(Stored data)
# # # #

Issue #4, opened 2016-01-12
Find a reliable way to get the device's dns


bassosimone:

bassosimone:
Closed via #8.

PR #8, opened 2016-02-16
Adding a method to get DNS from device

Lymphatus:
The `getDNS()` method asks the device fro DNS resolvers, both for mobile and WiFi. If it fails for some reason, the app will just use the Google DNS instead.

Tested on API 22 (device) and 23 (emulator).

Also changed the compile SDK and target to API 23 and build-tools to 23.0.1.

### DIFF
--- a/app/src/main/java/io/github/measurement_kit/app/MainActivity.java
+++ b/app/src/main/java/io/github/measurement_kit/app/MainActivity.java
@@ -15,6 +15,9 @@ import android.util.Log;
 
 import java.io.FileOutputStream;
 import java.io.InputStream;
+import java.lang.reflect.InvocationTargetException;
+import java.lang.reflect.Method;
+import java.util.ArrayList;
 
 import io.github.measurement_kit.jni.DnsApi;
 import io.github.measurement_kit.jni.LoggerApi;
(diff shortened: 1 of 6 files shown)


Lymphatus:
Also, shouldn't the app get DNS every time it runs a test, or some of them? They may change since the start (e.g. switching to mobile/WiFi or moving around).

bassosimone:
@Lymphatus, I agree in using the most recent DNS gathered just before the test runs. Since this is also an issue for iOS, I think the best approach is to fix this at the MK level. I've created an issue for this in MK repository: measurement-kit/measurement-kit#331.

app/src/main/java/io/github/measurement_kit/app/MainActivity.java
```diff
@@ -153,5 +161,31 @@ private void copyResources() {
...
+            Method method = SystemProperties.getMethod("get", String.class);
+
+            for (String name : new String[]{"net.dns1", "net.dns2", "net.dns3", "net.dns4",}) {
+                String value = (String) method.invoke(null, name);
+                if (value != null && !value.equals("") && !servers.contains(value)) {
+                    servers.add(value);
+                }
+            }
+        // Using 4 branches to show which errors may occur
+        // We can just catch Exception
```
bassosimone: I really like this that all the possible errors are enumerated!

bassosimone:
Closes #8.

bassosimone:
Tested, thank you! :+1:

bassosimone:
Actually it closes #4.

# # # #

Only lines holding the word "import" belong in the answer; copy all of them from the records.

@@ -15,6 +15,9 @@ import android.util.Log;
 import java.io.FileOutputStream;
 import java.io.InputStream;
+import java.lang.reflect.InvocationTargetException;
+import java.lang.reflect.Method;
+import java.util.ArrayList;
 import io.github.measurement_kit.jni.DnsApi;
 import io.github.measurement_kit.jni.LoggerApi;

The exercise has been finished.